22. A batt as claimed in any one of claims 19 to 21, wherein the binder fibres have an average length of 40 to 60mm, preferably 50 or 51mm.
23. A batt as claimed in any one of claims 19 to 22, wherein the binder fibres comprise 3 to 18%, preferably 7 to 15%, of the total fibre weight.
24. A batt as claimed in any one of claims 16 to 23, wherein the staple fibres are man-made virgin polymer fibres.
25. A batt as claimed in claim 24, wherein the staple fibres are made of at least one material selected from the group comprising polyester, polypropylene and acrylic.
26. A batt as claimed in claim 24 or 25, wherein the staple fibres have an average length from 30 to 80mm, preferably 40 to 60mm, most preferably 50 or 51mm.
27. A batt as claimed in any one of claims 24 to 26, wherein the staple fibres are all of substantially the same length as each other.
28. A batt as claimed in any one of claims 24 to 27, wherein the staple fibres have an average linear density of no more than 7 dtex.

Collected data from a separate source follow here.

PR #1320, opened 2026-07-27
fix(worker): preserve finalized blocks when writes abort (#1318)

### LINKED ISSUE #1318: [BUG]: Aborting an in-place rewrite can delete a previously finalized block
## Describe the bug

When an existing finalized block is reopened for append or random write, the Worker modifies the committed physical block file in place. If the write later fails or is cancelled, the abort path removes the physical block.

Failures can occur after `open_writer`, resize, short-circuit setup, partial writes, flush, or final-length validation. Because there is no rollback generation, aborting a rewrite can either delete the old committed block or leave it partially modified.

## To Reproduce

1. Create and complete a file containing at least one block.
2. Reopen the same block for append or random write.
3. Write part of the requested data.
4. Inject a Worker/client error or cancel the write before successful completion.
5. Read the previously committed block or inspect its local path.

The old block may be missing or contain partial new data even though the rewrite did not complete.

## Expected behavior

- Aborting a new block may remove its unpublished temporary generation.
- Aborting a rewrite must preserve the previously committed generation byte-for-byte.
- Failed or cancelled bytes must never become visible to readers.
- The Worker must explicitly distinguish a new write from a rewrite.

## Environment

- OS: Platform-independent for file-backed Worker storage
- Revision: `main` at `b5db9cb`
- Storage types: `DISK`, `SSD`, and `MEM` file-backed modes

## Additional context

Relevant paths include Worker writer opening/resizing, short-circuit setup, flush/final-length handling, and block abort/removal.

The recommended fix is generation-specific copy-on-write staging: copy or reflink the committed block into a new staging generation, modify only that generation, and publish it atomically after validation.

no-teet-on:
# Summary

Prevent aborted file-backed block rewrites from deleting or corrupting previously finalized data. New writes and rewrites now use staging files, while the committed block remains readable until the new write is successfully published.

# Issue Describe / Design

Closes #1318

Root cause:

- `Writing` and `Finalized` blocks shared the same active physical path.
- Rewrites modified committed data in place.
- `abort_block` unconditionally removed the current physical block.

Fix approach:

- Store file-backed `Writing` blocks under `staging/`.
- Copy committed data to staging before a rewrite.
- Keep the committed metadata readable and reportable while rewriting.
- On abort, delete only staging and restore committed metadata.
- On finalize, validate length and atomically rename staging to active.
- On restart, prefer an existing finalized active generation and discard an incomplete staging rewrite with the same block ID.
- Account for committed and staging capacity independently.
- Remove both active and staging files when deleting the logical block.
- Keep SPDK behavior unchanged.

Known trade-off:

- The initial committed-to-staging copy is serialized by the dataset write lock to fence concurrent metadata transitions. Existing open readers continue reading the active file, while new metadata operations can wait for a large copy to finish. Moving the copy outside the lock requires a separate fenced prepare/copy/commit lifecycle.

# Changes

| Worker file layout | Route writing blocks through staging and publish with rename | File-backed writes gain an explicit publication boundary |
| Worker startup scan | Reconcile active/staging rewrite conflicts in favor of committed active data | Interrupted rewrites no longer shadow committed data or reserve capacity twice |
| Worker dataset | Track committed rewrite state and restore it on abort | Failed rewrites preserve old data |
| Block store | Return committed data during an active rewrite | Readers do not observe partial rewrite data |
| Layout abstraction | Describe whether a layout preserves committed data | SPDK behavior remains unchanged |
| Worker tests | Add abort, finalize, capacity, deletion, and restart-recovery coverage | Prevents regression |

# Test verified

| `cargo test -p curvine-server restart_during_rewrite_discards_staging_and_keeps_committed --lib --no-default-features` | PASS | Linux/Rust 1.92, 1 passed |
| `cargo test -p curvine-server worker:: --lib --no-default-features` | PASS | Linux/Rust 1.92, 58 passed |
| `make format` | PASS | Linux; includes release Clippy and formatting |

# Dependencies

- Related PRs: None
- Related issues: #1318
- Blocks / blocked by: None

### DIFF
--- a/curvine-server/src/worker/storage/layout/file_layout.rs
+++ b/curvine-server/src/worker/storage/layout/file_layout.rs
@@ -21,7 +21,7 @@ use orpc::common::ByteUnit;
 use orpc::common::FileUtils;
 use orpc::io::{BlockDevice, IOError, IOResult, LocalFile};
 use orpc::{err_box, try_err, CommonResult};
-use std::fs::{self, File};
+use std::fs::{self, OpenOptions};
 use std::path::PathBuf;
 
 #[derive(Clone, Copy)]
@@ -47,7 +47,7 @@ impl FileLayout {
 
     fn block_dir(dir: &VfsDir, meta: &BlockMeta) -> CommonResult<PathBuf> {
         let path = match meta.state() {
-            BlockState::Finalized | BlockState::Writing => {
+            BlockState::Finalized => {
                 let uid = meta.id() as u64;
                 let d1 = (uid >> 48) & 0x1F;
                 let d2 = (uid >> 32) & 0x1F;
@@ -55,7 +55,7 @@ impl FileLayout {
                     .join(format!("b{}", d1))
                     .join(format!("b{}", d2))
             }
-            BlockState::Recovering => Self::staging_dir(dir),
+            BlockState::Writing | BlockState::Recovering => Self::staging_dir(dir),
         };
 
         if path.exists() {
@@ -89,10 +89,14 @@ impl FileLayout {
 }
 
 impl BlockLayout for FileLayout {
+    fn preserves_committed_on_write(&self) -> bool {
+        true
+    }
+
     fn allocate(&self, dir: &VfsDir, block: &ExtendedBlock) -> CommonResult<BlockMeta> {
         let meta = BlockMeta::with_tmp(block, dir);
         let file = Self::block_path(dir, &meta)?;
-        File::create(file)?;
+        OpenOptions::new().write(true).create_new(true).open(file)?;
         Ok(meta)
     }
 
@@ -106,10 +110,25 @@ impl BlockLayout for FileLayout {
             return err_box!("Invalid file block size: {}", block.len);
         }
         let mut prepared = BlockMeta::new(meta.id(), block.len, dir);
-        // The old file still occupies space until resize/finalize. Keep the
-        // larger physical charge so preparing a smaller write cannot temporarily
-        // overstate available capacity or under-release on abort.
         prepared.actual_len = meta.actual_len.max(block.len);
+
+        if meta.is_final() {
+            let committed_path = Self::block_path(dir, meta)?;
+            let staging_path = Self::block_path(dir, &prepared)?;
+            if staging_path.exists() {
+                return err_box!(
+                    "Cannot rewrite block {} because staging file {} already exists",
+                    meta.id(),
+                    staging_path.display()
+                );
+            }
+
+            if let Err(e) = fs::copy(&committed_path, &staging_path) {
+                let _ = fs::remove_file(&staging_path);
+                return Err(e.into());
+            }
+        }
+
         Ok(prepared)
     }
 
@@ -117,10 +136,22 @@ impl BlockLayout for FileLayout {
         &self,
         dir: &VfsDir,
         meta: &BlockMeta,
-        _committed_len: i64,
+        committed_len: i64,
     ) -> CommonResult<BlockMeta> {
-        let path = Self::block_path(dir, meta)?;
-        BlockMeta::with_final(meta, &path)
+        let staging_path = Self::block_path(dir, meta)?;
+        let final_meta = BlockMeta::with_final(meta, &staging_path)?;
+        if final_meta.len() != committed_len {
+            return err_box!(
+                "Block {} length mismatch, expected: {}, actual: {}",
+                meta.id(),
+                committed_len,
+                final_meta.len()
+            );
+        }
+
+        let active_path = Self::block_path(dir, &final_meta)?;
+        FileUtils::rename(staging_path, active_path)?;
+        Ok(final_meta)
     }
 
     fn scan(&self, dir: &VfsDir) -> CommonResult<Vec<BlockMeta>> {
--- a/curvine-server/src/worker/storage/layout/file_layout.rs
+++ b/curvine-server/src/worker/storage/layout/file_layout.rs
@@ -21,6 +21,7 @@ use orpc::common::ByteUnit;
 use orpc::common::FileUtils;
 use orpc::io::{BlockDevice, IOError, IOResult, LocalFile};
 use orpc::{err_box, try_err, CommonResult};
+use std::collections::HashSet;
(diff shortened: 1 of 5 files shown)


curvine-server/src/worker/storage/layout/file_layout.rs
```diff
@@ -47,15 +47,15 @@ impl FileLayout {
...
+            BlockState::Finalized => {
                 let uid = meta.id() as u64;
                 let d1 = (uid >> 48) & 0x1F;
                 let d2 = (uid >> 32) & 0x1F;
                 Self::active_dir(dir)
                     .join(format!("b{}", d1))
                     .join(format!("b{}", d2))
             }
-            BlockState::Recovering => Self::staging_dir(dir),
+            BlockState::Writing | BlockState::Recovering => Self::staging_dir(dir),
```
szbr00, line 59: Routing `Writing` blocks to `staging/` means a rewrite now has two on-disk files for the same block id: the committed file in `active/` and the staging copy in `staging/`. `scan()` and `initialize()` don't reconcile this. After a crash mid-rewrite, `scan()` returns the active file as `Finalized` and the staging file as `Recovering`; `initialize()` reserves capacity for **both**, and `meta.put` keeps only the last one (`Recovering`, since staging is scanned after active).

The result is a permanent capacity leak (the committed file's bytes stay reserved but unreachable), an orphaned active file that is never deallocated, and the intact committed block being shadowed by the partial staging block (reported to the master as `Writing`). Since this PR's goal is to preserve finalized data, the crash path deserves handling too — e.g. in `scan`/`initialize`, when a block id exists in both `active/` and `staging/`, prefer the committed active file and discard the incomplete staging copy. A crash-recovery test (simulate a crash between `prepare_write` and `finalize`, then re-init) would lock this down.

curvine-server/src/worker/storage/layout/file_layout.rs
```diff
@@ -106,21 +110,48 @@ impl BlockLayout for FileLayout {
...
+            let staging_path = Self::block_path(dir, &prepared)?;
+            if staging_path.exists() {
+                return err_box!(
+                    "Cannot rewrite block {} because staging file {} already exists",
+                    meta.id(),
+                    staging_path.display()
+                );
+            }
+
+            if let Err(e) = fs::copy(&committed_path, &staging_path) {
```
szbr00, line 132: `fs::copy` here runs while the caller holds the dataset write lock (`BlockStore::open_block` → `write()`), which excludes all concurrent readers (`get_block`, `open_reader`, `all_blocks`). For a large committed block, the rewrite copy can stall every read on this worker for the full copy duration. Before this change `prepare_write` did no bulk I/O under the lock. Worth considering whether the staging copy can be moved off the critical path, or at least documenting the expected latency impact for large blocks.

curvine-server/src/worker/storage/layout/file_layout.rs
no-teet-on: Good catch. Fixed in 41e1f61. FileLayout::scan now records valid active block IDs and, when a matching recovering staging file exists, removes the incomplete staging file and omits it before VfsDataset::initialize reserves capacity or inserts metadata. The new restart_during_rewrite_discards_staging_and_keeps_committed test simulates a crash after rewrite preparation and verifies that the committed bytes, finalized metadata, and capacity accounting are preserved after reinitialization. This intentionally handles the active-plus-staging interrupted-rewrite case; staging-only recovery remains a separate recovery-lifecycle concern.

curvine-server/src/worker/storage/layout/file_layout.rs
no-teet-on: Agreed on the lock scope and latency impact for new metadata operations. I documented the boundary both next to fs::copy and in the PR description. Existing readers that already hold an open file handle continue reading the committed active file, but get_block, all_blocks, and new reader setup can wait for the copy. For this correctness fix, the copy remains under the dataset write lock so the committed-to-staging transition and single-writer check stay serialized. Moving it out safely requires a fenced prepare/copy/commit lifecycle with rollback, which is intentionally left out of this PR rather than introducing a larger concurrency refactor.

curvine-server/src/worker/storage/layout/file_layout.rs
```diff
@@ -106,21 +110,48 @@ impl BlockLayout for FileLayout {
             return err_box!("Invalid file block size: {}", block.len);
         }
         let mut prepared = BlockMeta::new(meta.id(), block.len, dir);
-        // The old file still occupies space until resize/finalize. Keep the
-        // larger physical charge so preparing a smaller write cannot temporarily
-        // overstate available capacity or under-release on abort.
```
szbr00, line 111: The comment explaining why actual_len keeps the larger of the committed and new sizes was removed. Under the staging design the rationale is slightly different now (the staging file is a copy of the committed file, so it physically occupies at least meta.actual_len and may grow to block.len), and the line is no longer self-explanatory. A one-line comment would prevent a future reader from "simplifying" this to block.len and under-charging capacity.

szbr00:
BTW，could you change the status of PR from draft to ready for merging? Thank you for your contribution.

curvine-server/src/worker/storage/layout/file_layout.rs
no-teet-on: Thanks. Fixed in 376a5e9: restored a concise comment explaining that a staging rewrite starts from the committed allocation and may grow, so capacity must be charged using the larger size.

no-teet-on:
Sure. I addressed the latest inline comment in 376a5e9, reran make format and the Worker test suite (58 passed) in the Linux environment, and marked the PR ready for review. Thank you for the review.

szbr00:
> Sure. I addressed the latest inline comment in [376a5e9](https://github.com/CurvineIO/curvine/commit/376a5e9021c5fb0cc28bec02acd00e14dae97e4b), reran make format and the Worker test suite (58 passed) in the Linux environment, and marked the PR ready for review. Thank you for the review.
Where are from？If you are Chinese, could you contact me with my WeChat: 398713015. Thank you.

szbr00 (approved):

szbr00 (approved):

29. A batt as claimed in any one of claims 16 to 23, wherein the staple fibres are made of at least one material selected from the group comprising: cotton, wool, hemp, flax, recycled textiles, recycled polymers, mineral fibres and glass.
30. A batt as claimed in any one of claims 16 to 29, wherein the staple fibres comprise a blend of man-made virgin polymer fibres and natural or recycled fibres.
31. A batt as claimed in any one of claims 16 to 30, wherein the fibres are oriented substantially randomly in all directions throughout the batt.
32. A method of manufacturing a non-woven insulating batt substantially as hereinbefore described.
33. A non-woven insulating batt substantially as hereinbefore described.